Most of the time you want to include a unique key in the columns you select so that you can distinguish all the objects from each other.

When you want to select all the columns in the table, use SELECT *:

1 2	SELECT * FROM students;

+------------+--------+--------+----------+-----+-------+
| student_id | name   | gender | class_id | age | score |
+------------+--------+--------+----------+-----+-------+
|          1 | David  | male   |        2 |  17 |    85 |
|          2 | Nancy  | female |        1 |  18 |    90 |
|          3 | Simon  | male   |        1 |  18 |    97 |
|          4 | Ronnie | male   |        2 |  20 |    59 |
|          5 | Alice  | female |        2 |  19 |    75 |
|          6 | Julia  | female |        1 |  16 |    80 |
|          7 | Dannie | male   |        2 |  20 |  NULL |
+------------+--------+--------+----------+-----+-------+
7 rows in set (0.001 sec)

WHERE

To filter the rows you want to display, a WHERE clause can be utilized.

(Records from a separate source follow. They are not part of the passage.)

PR #30, opened 2023-10-23
Update devcontainer to use py3.11

johandahlberg:
## Description

Make the vscode devcontainer use python 3.11, and fix up some other random issues with it.


ambarrio (approved):
LGTM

After the WHERE key word is a logical expression, stating the condition for a object to be satisfied if that row is to be displayed. You can compare it with the if clause in most programming languages.

1
2
3

SELECT *
FROM students
WHERE student_id=2;

+------------+-------+--------+----------+-----+-------+
| student_id | name  | gender | class_id | age | score |
+------------+-------+--------+----------+-----+-------+
|          2 | Nancy | female |        1 |  18 |    90 |
+------------+-------+--------+----------+-----+-------+
1 row in set (0.001 sec)

Logical operations in MySQL:

=
<>
>
<
<=
>=

Please pay attention that unlike other programming languages, in MySQL you don’t use == to represent the equality of two values, but simply =. The representations of those logical operations may vary among different database dialects (for example <> vs !=), but the key idea of setting conditions is the same.

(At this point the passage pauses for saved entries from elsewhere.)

PR #32, opened 2023-10-25
Feature/exe 1096 graph building in networkx

johandahlberg:
## Description

This includes building the networkx graph using networkx, as well as some related utility functions.

I've also refactored the tests a bit to make sure tests are in the test files corresponding to the file that the src is in. And I've also made it possible to use `pl.LazyFrame` when building the graph from the edge list. This is only really used by the networkx implementation at the moment, but if we wanted to we could change the igraph backend to also use lazy edge lists to save some memory.

Fixes: EXE-1096

## Type of change

## How Has This Been Tested?

Tested with the unit tests, and I've also tried it on some data locally.

## PR checklist:


src/pixelator/graph/backends/implementations.py
```diff
@@ -428,9 +517,104 @@ def __init__(
...
+    def _build_graph_with_node_counts_from_edgelist(
+        df: pl.LazyFrame,
+        create_using: bool,
+    ) -> Union[nx.Graph, nx.MultiGraph]:
+        unique_markers = set(df.unique("marker").collect()["marker"].to_list())
+        initial_marker_dict = {marker: 0 for marker in unique_markers}
+
+        def _add_or_append_to_node(g, node, marker):
+            if g.nodes.get(node):
+                g.nodes.get(node)["markers"][marker] += 1
```
fbdtemme, line 544: Maybe save the extra lookup here since this is quite performance sensitive?
```suggestion
            existing_node = g.nodes.get(node)
            if existing_node:
                existing_node["markers"][marker] += 1
```

johandahlberg: Good call!

src/pixelator/graph/backends/implementations.py
```diff
@@ -428,9 +517,104 @@ def __init__(
...
+
+        g: nx.Graph = nx.empty_graph(0, create_using)
+
+        for row in (
+            df.select(["upia", "upib", "marker"])
+            .collect(streaming=True)
+            .iter_rows(named=False, buffer_size=1000)
+        ):
+            _add_or_append_to_node(g, row[0], row[2])
+            _add_or_append_to_node(g, row[1], row[2])
```
fbdtemme, line 559: I was also thinking that maybe inlining the `_add_or_append_to_node` nested function here could help a bit. Not sure though if it will matter that match to justify the hit in readability, maybe something for a quick benchmark?

fbdtemme (approved):

src/pixelator/graph/backends/implementations.py
johandahlberg: It seems to give a performance boost of roughly 10% in the microbenchmark - what do you think? Is it worth it?

fbdtemme: I think that is definitly worth it, the function is quite small so it remains quite imho.

johandahlberg: Ok. I've pushed it now. 😄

It is not surprising that AND, OR, and NOT are supported to link multiple logical operations. Have a check for the priority of these operations, or use parentheses if you feel unsure.

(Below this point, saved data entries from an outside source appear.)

PR #34, opened 2023-10-26
Breaking pixeldataset.py up into separate files

johandahlberg:
## Description

This separate the huge `pixeldataset.py` file into separate smaller files. I suggest focusing on if you think that the module names (and associated documentation) make sense when reviewing this, since nothing else has really been changed.

Fixes: EXE-1078

## Type of change

Purely refactoring.

## How Has This Been Tested?

Ran unit tests locally.


src/pixelator/annotate/__init__.py
```diff
@@ -1,6 +1,4 @@
-"""
-This module contains functions for the filtering and annotation of
-pixel data in edge list format.
+"""Functions for filtering and annotating of pixel data in edge list format.
```
ambarrio, line 1: pixel -> MPX

src/pixelator/pixeldataset/__init__.py
```diff
@@ -0,0 +1,400 @@
...
+
+    @property
+    def adata(self) -> AnnData:
+        """Get the AnnData object."""
+        return self._backend.adata
+
+    @adata.setter
+    def adata(self, value: AnnData) -> None:
+        """Set the AnnData object."""
+        self._backend.adata = value
```
ambarrio, line 150: Nice add-on with codecov!

src/pixelator/pixeldataset/__init__.py
```diff
@@ -0,0 +1,400 @@
...
+        """Get the metadata dictionary."""
+        metadata = self._backend.metadata
+        if not metadata:
+            return {}
+        return metadata
+
+    @metadata.setter
+    def metadata(self, value: Dict) -> None:
+        """Set the metadata object."""
+        self._backend.metadata = value
```
ambarrio, line 205: It seems clear we are not testing the setters.

src/pixelator/pixeldataset/aggregation.py
```diff
@@ -0,0 +1,157 @@
...
+
+def simple_aggregate(
+    sample_names: List[str],
+    datasets: List[PixelDataset],
+    ignore_edgelists: bool = False,
+) -> PixelDataset:
+    """Aggregate samples in a simple way (see caveats).
+
+    Aggregating samples in a simplistic fashion. This function should only
+    be used if the dataset you merge have been generated with the same panel.
```
ambarrio, line 68: Is there anyway we could assert for this in the function? I think it should be possible as we store the panel and could easily check the metadata or the targets.

ambarrio (commented):
See my comments and the codecov reports.

src/pixelator/pixeldataset/__init__.py
johandahlberg: Yeah. However, I suggest we stick to only the refactoring in this PR, and go on with improving test coverage later. I think it's easier when large scale moves (as this one) are not conflated with adding/removing code.

src/pixelator/pixeldataset/aggregation.py
johandahlberg: Right now we require that the antibodies are the same, but we probably want to do a more advanced aggregation here. Perhaps you want to add a ticket about that and we can follow up on that?

fbdtemme (approved):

Here list several useful special logical expressions in MySQL:

WHERE age BETWEEN 17 AND 19 means WHERE age >= 17 AND age <= 19.
WHERE age IN (16, 20) means WHERE age = 16 OR x = 20. The (16, 20) here is called an “expression list”, somewhat resembling a list in Python.
WHERE name LIKE '%nnie' means finding name ending with nnie. This syntax is to judge if a string fits a certain pattern, where % means zero, one or multiple characters, and _ means exactly one character. Learn more: Pattern Matching.
WHERE score IS NOT NULL is to judge if a value is NULL. The handling of NULL values should always be paid close attention to. See here and here for detailed information.

Try these syntaxes (combined with SELECT * FROM students, certainly) with your database.

ORDER BY

Considering its similarity with a spreadsheet, it is not surprising that MySQL supports some operations that you would otherwise do in a spreadsheet. Ordering rows is one of them.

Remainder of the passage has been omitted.